The KMC chain has been working very well for me. I've been told that it's should have a longer life than the Campagnolo chains and the KMC does come with their version of a quick disconnect link verses the Campy where you have to purchase it seperately. Cost wise they are very close, especially adding in the additional cost of the Connex with the Campy chain, and of course it doesn't hurt that the KMC wieghs less.


----------



## Richard (Feb 17, 2006)

*KMC Chains*

I'm running the KMC DX-10s on a Centaur 10 setup. The 10s is "Shimano specific" while the DX-10 is "Campy specific."

The DX-10s is 6.0mm wide at the pin while the DX-10 is 6.2, the same width as the original Campy 10. Considering that the Campy Ultra is 5.9, I decided to try the narrower 10s.

I don't have enough miles yet to evaluate durability, but it is deathly quiet and shifts beautifully. The reasonable price and the fact that it comes with a tool-less, reuseable master link make it that much better as an option.


----------



## marimba_artist (Dec 10, 2001)

I recently installed the DX-10 on a customer's bike and measured it's stretch with the Park chain checker. Over ten links, it was stretched about 0.25mm right out of the box. For comparison, Campy 10v Chorus chain I installed the other days was stretched about 0.00mm right out of the box. For my money, I recommend genuine Campy chains.


----------



## Richard (Feb 17, 2006)

marimba_artist said:


> I recently installed the DX-10 on a customer's bike and measured it's stretch with the Park chain checker. Over ten links, it was stretched about 0.25mm right out of the box. For comparison, Campy 10v Chorus chain I installed the other days was stretched about 0.00mm right out of the box. For my money, I recommend genuine Campy chains.

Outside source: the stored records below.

Issue #434, opened 2025-04-30
feat: Tool examples refactor


mkranjac:
- [x] I have looked for existing issues (including closed) about this

## Feature Request
Tool examples refactor

### Motivation
We have at the moment >> 30 copy-paste tool examples, mostly `Add`, `Adder` and `Subtract`.
It would remove a lot of duplicate code if we just reuse implementation from one place

### Proposal
Refactor all common example tool(s) into a separate crate

0xMochan:
Yea, this would be a short-term win with our examples. tbh, the current set of examples is serving as a stopgap for our lack of comprehensive integration testing. Our short-medium term plan is to provide some GA that runs only on the genereated release PR so that we can comprehensively test for regressions thru the codebase.

This should let us clean up a ton of the built-in examples (maybe even we can add folders and such) and make it more consistent. This issur would be a great short-term win for rig tho to make it much easier to parse thru the examples!

PR #436, opened 2025-05-02
Feat/rig shared

mkranjac:
Relates to [issue #434](https://github.com/0xPlaygrounds/rig/issues/434)

Couple of notes:
- Most of the crates have similar dependencies but with small variations on minor versions, using Workspace dependencies aims to simplify updates and removes redundant compilation. If you have any drawbacks with this approach I will revert it back to original.
- Added fixtures for most commonly used mocks ( mostly for embeddings )
- I named this crate `rig-shared`, at the moment it’s not ideal because it’s mostly for fixtures and common tools but if you have better alternative I will rename it
- currently only AWS Bedrock crate is using this shared crate just for POC, if everything else is good I can refactor other crates.


mkranjac:
@0xMochan @joshua-mo-143 please let me know if this is correct approach

0xMochan:
TBH, i'm not too fond of a crate (even if internal) that is only used to reduce duplication among examples. the examples' duplications come from the fact that we lack a proper integration testing suite. internally, we've discussed introducing and rolling some examples as apart of said suite on running against commits against our release branches. since these only get bumped on the PRs that get merged (+ we can always cancel if needed), it'll ensure that we don't burn too many credits in testing.

Then, we can skim through and try to isolate examples that actually highlight a specific use-case (rather than just duplicating every example for every provider). There's also a case of some examples that highlight openai-compatible services that could be collapsed into a single example, though I'm not entirely sure what that would look like.

joshua-mo-143:
I agree with @0xMochan here.

On the other hand, we could really do with slimming down the examples list as there are now 80(!!!!) items in the examples folder. It's likely we will need to do some preliminary work first to figure out what examples we actually need to keep for integration testing and which ones we should either keep in the `rig-core` examples or turn into a cookbook of some kind.

Issue #378, opened 2025-04-03
feat: Add support for Mistral


joshua-mo-143:
## Model Provider Integration Request

It's Mistral.

### Resources

https://docs.mistral.ai/api/

joshua-mo-143:
> Any help needed? I would like to help.

Feel free!

PR #437, opened 2025-05-03
Add mistral provider

adrianncovaci:
## Resources
https://docs.mistral.ai/api/

See #378


joshua-mo-143:
Hi, thanks for creating this PR!

Can you also please add an example for chat completions?

adrianncovaci:
> Can you also please add an example for chat completions?

Do you mean an example which does the actual request?

Other providers test the chat completion response by deserializing the json type from their docs to the actual rust struct defined by the provider. I do the same via `test_response_deserialization`, perhaps I should rename this test for clarity?

joshua-mo-143:
You need to add the following macro below for the `embed_texts` function:

```rust
#[cfg_attr(feature = "worker", worker::send)]
```

It will make the function WASM compliant. Should be good to go I think other than that!

joshua-mo-143:
Lgtm - tested

PR #440, opened 2025-05-06
refactor: Introduce Client Traits and Testing

### LINKED ISSUE #149: feat: client versioning

yavens:


joshua-mo-143:
~~@yavens It looks like the formatting has gone really strange and now there's an extra linebreak between every single LoC, is this intentional?~~

Nevermind, I'll just update it myself :sweat_smile:

joshua-mo-143 (approved):
lgtm

Issue #452, opened 2025-05-17
bug: Wrong dim value for gemini EMBEDDING_004


adrianncovaci:
According to https://ai.google.dev/gemini-api/docs/models , the output dimension size for `text-embedding-004` is 768.

https://github.com/0xPlaygrounds/rig/blob/main/rig-core/src/providers/gemini/embedding.rs#L39

this is set to `1024`

PR #453, opened 2025-05-17
fix: Fix `dims` value for gemini's `EMBEDDING_004` (#452)

adrianncovaci:


joshua-mo-143:
LGTM, thanks for sending in the fix!

(note: ref https://ai.google.dev/gemini-api/docs/models#text-embedding)

PR #460, opened 2025-05-24
fix(extractor): correct typo in extractor prompt

QwF8PatkuU:
Fix a typo by changing "event with default values" to "even with default values" in the extractor prompt.


joshua-mo-143 (approved):
lgtm - thanks for the PR

PR #461, opened 2025-05-24
fix(message): correct ToolCall to Message conversion

### LINKED ISSUE #459: Message From ToolCall Type Is Correct?
I'm not very clear on why ToolCall is converted to ToolResult when it becomes a Message?

It seems to be assistant content and tool call?

```rust
impl From<ToolCall> for Message {
    fn from(tool_call: ToolCall) -> Self {
        Message::User {
            content: OneOrMany::one(UserContent::ToolResult(ToolResult {
                id: tool_call.id,
                content: OneOrMany::one(ToolResultContent::text(tool_call.function.name)),
            })),
        }
    }
}
```

QwF8PatkuU:
Fixes #459

Correct ToolCall to Assistant message conversion

### DIFF
--- a/rig-core/src/completion/message.rs
+++ b/rig-core/src/completion/message.rs
@@ -601,11 +601,8 @@ impl From<OneOrMany<UserContent>> for Message {
 
 impl From<ToolCall> for Message {
     fn from(tool_call: ToolCall) -> Self {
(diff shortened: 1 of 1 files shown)


joshua-mo-143 (approved):
lgtm

PR #463, opened 2025-05-25
feat(rig-744): Add support for Milvus vector store

### LINKED ISSUE #451: feat: Add support for milvus vector store

Milvus is an open-source vector database that suits AI applications of every size from running a demo chatbot in Jupyter notebook to building web-scale search that serves billions of users. In this guide, we will walk you through how to set up Milvus locally within minutes and use the Python client library to generate, store and search vectors.

### Resources

Source Code: [https://github.com/milvus-io/milvus](https://github.com/milvus-io/milvus)
Rust SDK: [https://github.com/minio/minio-rs](https://github.com/minio/minio-rs)
Official Documents: https://milvus.io/docs/quickstart.md

joshua-mo-143:
Fixes #451 
Fixes RIG-744

### DIFF
--- a/rig-milvus/src/lib.rs
+++ b/rig-milvus/src/lib.rs
@@ -1,0 +1,288 @@
+use reqwest::StatusCode;
+use rig::{
+    Embed, OneOrMany,
+    embeddings::{Embedding, EmbeddingModel},
+    vector_store::{VectorStoreError, VectorStoreIndex},
+};
+use serde::{Deserialize, Serialize};
+
+/// Represents a vector store implementation using Milvus - <https://milvus.io/> as the backend.
+pub struct MilvusVectorStore<M> {
+    /// Model used to generate embeddings for the vector store
+    model: M,
+    base_url: String,
+    client: reqwest::Client,
+    database_name: String,
+    collection_name: String,
+    token: Option<String>,
+}
+
+#[derive(Debug, Serialize, Deserialize)]
+pub struct CreateRecord {
+    document: String,
+    embedded_text: String,
+    embedding: Vec<f64>,
+}
+
+#[derive(Debug, Serialize, Deserialize)]
+#[serde(rename_all = "camelCase")]
+struct InsertRequest<'a> {
+    data: Vec<CreateRecord>,
+    collection_name: &'a str,
+    db_name: &'a str,
+}
+
+#[derive(Debug, Serialize, Deserialize)]
+#[serde(rename_all = "camelCase")]
+struct SearchRequest<'a> {
+    collection_name: &'a str,
+    db_name: &'a str,
+    data: Vec<f64>,
+    anns_field: &'a str,
+    limit: usize,
+    output_fields: Vec<&'a str>,
+}
+
+#[derive(Debug, Serialize, Deserialize)]
+#[serde(rename_all = "camelCase")]
+struct SearchResult<T> {
+    code: i64,
+    data: Vec<SearchResultData<T>>,
+}
+
+#[derive(Debug, Serialize, Deserialize)]
+#[serde(rename_all = "camelCase")]
+struct SearchResultData<T> {
+    id: i64,
+    distance: f64,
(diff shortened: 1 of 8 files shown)


joshua-mo-143:
Workflow cancelled due to unnecessary jobs being run (I basically only updated the README and the previous `clippy` commit made the CI pass)

rig-milvus/src/lib.rs
```diff
@@ -0,0 +1,288 @@
...
+            let res = res.text().await.unwrap();
+
+            return Err(VectorStoreError::DatastoreError(res.to_string().into()));
+        }
+
+        Ok(())
+    }
+}
+
+impl<M: EmbeddingModel + std::marker::Sync + Send> VectorStoreIndex for MilvusVectorStore<M> {
```
0xMochan, line 192:
```suggestion
impl<M: EmbeddingModel + Sync + Send> VectorStoreIndex for MilvusVectorStore<M> {
```

i think we generally don't use full formed paths for `Send+Sync` anywhere else (unless this was copied from another implementation)

rig-milvus/src/lib.rs
```diff
@@ -0,0 +1,288 @@
...
+        let body = serde_json::to_string(&body).unwrap();
+
+        let res = client
+            .body(body)
+            .send()
+            .await
+            .map_err(|x| VectorStoreError::DatastoreError(x.to_string().into()))?;
+
+        if res.status() != StatusCode::OK {
+            let res = res.text().await.unwrap();
```
0xMochan, line 270: Is this `unwrap` safe? I think either use a `.expect` OR probably bubble the error up. I guess it's only when the response is errored but i suppose a default error message could be "failed getting error message".

*tbh, we could think about enabling a `.unwrap` lint in clippy.*

rig-milvus/src/lib.rs
```diff
@@ -0,0 +1,288 @@
...
+    Embed, OneOrMany,
+    embeddings::{Embedding, EmbeddingModel},
+    vector_store::{VectorStoreError, VectorStoreIndex},
+};
+use serde::{Deserialize, Serialize};
+
+/// Represents a vector store implementation using Milvus - <https://milvus.io/> as the backend.
+pub struct MilvusVectorStore<M> {
+    /// Model used to generate embeddings for the vector store
+    model: M,
```
0xMochan, line 12: This might be opinionated but, is it better to keep the bounds of `M` on the struct itself instead of the method. like, theoretically, you could create a vector store given a model `M` that isn't bound my `EmbeddingModel` but you wouldn't be able to do anything with it.

I think i've seen both ways in the wild (rig-surrealdb seems to restrict the struct via generic bounds).

rig-milvus/src/lib.rs
```diff
@@ -0,0 +1,288 @@
...
+        let body = serde_json::to_string(&body).unwrap();
+
+        let res = client
+            .body(body)
+            .send()
+            .await
+            .map_err(|x| VectorStoreError::DatastoreError(x.to_string().into()))?;
+
+        if res.status() != StatusCode::OK {
+            let res = res.text().await.unwrap();
```
0xMochan, line 222: ditto on this `unwrap` (i saw the other `unwrap` first)

0xMochan (changes requested):
A couple of nitpicks/changes, also testing this locally still

rig-milvus/src/lib.rs
joshua-mo-143: Copied from the Qdrant impl - we might need to investigate and check whether or not the bounds are actually required in the Qdrant case in a later PR.

joshua-mo-143:
Pushed a new commit to clean up some of the incidental slop that I pushed yesterday. I've additionally added a new error type to `VectorStoreError` to account for when we have to do manual HTTP requests (when the third party service doesn't have a Rust SDK)

0xMochan (approved):
looks good!

Issue #446, opened 2025-05-11
bug: Document Content Dropped by Some Providers When Using UserContent::Document


hollygrimm:
- [X] I have looked for existing issues (including closed) about this

## Bug Report
There's an issue with how document content is handled across different LLM providers. Currently, when using `UserContent::Document` for [document content](https://github.com/0xPlaygrounds/rig/blob/main/rig-core/src/completion/request.rs#L278), the behavior varies inconsistently by provider:

- **Ollama**: Completely drops document content from messages sent to the model
- **Anthropic**: Processes the Document as a PDF and errors out
- **OpenAI**: Correctly converts it to text content and works as expected

This bug was introduced in commit [2d45ad52f61dc8e21ab1e6fc08fe0096f3167ebf](https://github.com/0xPlaygrounds/rig/commit/2d45ad52f61dc8e21ab1e6fc08fe0096f3167ebf#diff-6598f1c9b2863bc96f16fa07d3f5eaf739f0b4b19333ed220f1a80be179548e6R572)

## Reproduction
1. Run the [rag_ollama.rs](https://github.com/0xPlaygrounds/rig/blob/main/rig-core/examples/rag_ollama.rs ) example
2. Observe that document content is missing from the chat payload sent to the model

## Expected behavior
The LLM should receive the document content as context so it can properly answer questions based on that context. Currently, with Ollama, this doesn't happen - the documents are processed but never included in the payload.

## Proposed fix
Ensure all providers properly handle `UserContent::Document` by updating their `TryFrom` implementations to check for document content and convert it appropriately based on the `DocumentMediaType`.

For example, in Ollama's implementation, document content is currently dropped here:
```rust
match uc {
    crate::message::UserContent::Text(t) => texts.push(t.text),
    crate::message::UserContent::Image(img) => images.push(img.data),
    _ => {} // Document content is dropped here
}
```
And Anthropic always processes the Document as a PDF regardless of the actual content type:
```rust
message::UserContent::Document(message::Document { data, format, .. }) => {
    let source = DocumentSource {
        data,
        media_type: DocumentFormat::PDF,
        r#type: match format {
            Some(format) => format.try_into()?,
            None => SourceType::BASE64,
        },
    };
    Ok(Content::Document { source })
}
```

Temporary workaround: Our current fix is to use `UserContent::Text` instead of `UserContent::Document` in the `normalized_documents()` method, but the right approach would be for all providers to handle document content correctly.

[...]

PR #465, opened 2025-05-26
fix(anthropic): Only PDF docs are supported by their API

joshua-mo-143:
In reference to #446, it was noticed that the business logic for Anthropic's documents actually only support PDF. We should be enforcing this in our own API to ensure that users see the expected behaviour rather than automatically setting it to PDF.


0xMochan (approved):
Looks good 👍🏽

PR #492, opened 2025-06-08
fix(rig-773): xAI embeddings endpoint is wrong

### LINKED ISSUE #490: xAI embeddings endpoint is wrong
The xAI embedding endpoint is wrong.<br><br>In their API reference, it is actually referred to as "tokenize-text".<br><br>Ref: [https://docs.x.ai/docs/api-reference#tokenize-text](https://docs.x.ai/docs/api-reference#tokenize-text)

joshua-mo-143:
Fixes #490 
Fixes RIG-773

See this API reference: https://docs.x.ai/docs/api-reference#tokenize-text


cvauclair (approved):

cvauclair (changes requested):
Holdup, I don't think this is actually an embedding endpoint :thinking: 

According to their [swaggerUI docs](https://api.x.ai/docs/#/), they actually have an undocumented embedding endpoint.

Tokenization is a very different operation than embedding.

joshua-mo-143:
> Holdup, I don't think this is actually an embedding endpoint 🤔
> 
> According to their [swaggerUI docs](https://api.x.ai/docs/#/), they actually have an undocumented embedding endpoint.
> 
> Tokenization is a very different operation than embedding.

That's a bit weird then all things considered. @ProHaller brought up on Discord that the `/v1/embeddings` endpoint doesn't actually exist... so that might be a bit of an issue.

I think if this blocks a release, we should just wait until the next release. This does not seem to be an immediate enough issue that we have to urgently solve this beforehand.

cvauclair:
If the `/v1/embeddings` endpoint doesnt actually exist, then that means xAI just doesn't support embeddings and we can just remove the models/integrations for it

cvauclair (approved):

PR #495, opened 2025-06-08
feat(rig-760): enable reasoning for openrouter

### LINKED ISSUE #476: feat: support reasoning for OpenRouter

## Feature Request

OpenRouter supports reasoning by adding a `reasoning` field onto the assistant message. We should support this.

### Motivation

Higher provider compatibility => more Rig adoption

joshua-mo-143:
Fixes #476 
Fixes RIG-760

Marked as draft until an agreement is reached that this is the final implementation.

The reason why this is a draft is because it's currently unclear whether we either want to do this, or to have an `additional_params` variable (of `serde_json::Map<String, serde_json::Value>` type) to soak up all extra parameters in the OpenAI message type (using `serde::flatten`).

### DIFF
--- a/rig-core/examples/openrouter_reasoning.rs
+++ b/rig-core/examples/openrouter_reasoning.rs
@@ -1,0 +1,56 @@
+use anyhow::{anyhow, Result};
+use rig::completion::Completion;
+use rig::prelude::*;
+use rig::providers::openrouter::Message;
+
+use rig::providers;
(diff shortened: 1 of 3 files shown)


joshua-mo-143:
Closing because we're officially adding reasoning/thinking soon and therefore will use a new branch to work off of rather than just trying to blindly integrate it per provider.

I've got 500 miles on a DX-10s on a Centaur drivetrain.

I just checked it with the Park tool and I have no perceptible stretch. Granted, manufacturing tolerances are such that that much "extra length" is possible, but it is rare.

By the way, neither Campy or Shimano make their own chains.


----------



## marimba_artist (Dec 10, 2001)

Richard said:


> Granted, manufacturing tolerances are such that that much "extra length" is possible, but it is rare.
> 
> By the way, neither Campy or Shimano make their own chains.


Rare? Are you kidding me? Try measuring a Shimano 10spd Ultegra out of the box. Or better yet, a Shimano 9spd Ultegra chain, then we'll talk about manufacturing tolerances.


----------



## Richard (Feb 17, 2006)

marimba_artist said:


> Rare? Are you kidding me? Try measuring a Shimano 10spd Ultegra out of the box. Or better yet, a Shimano 9spd Ultegra chain, then we'll talk about manufacturing tolerances.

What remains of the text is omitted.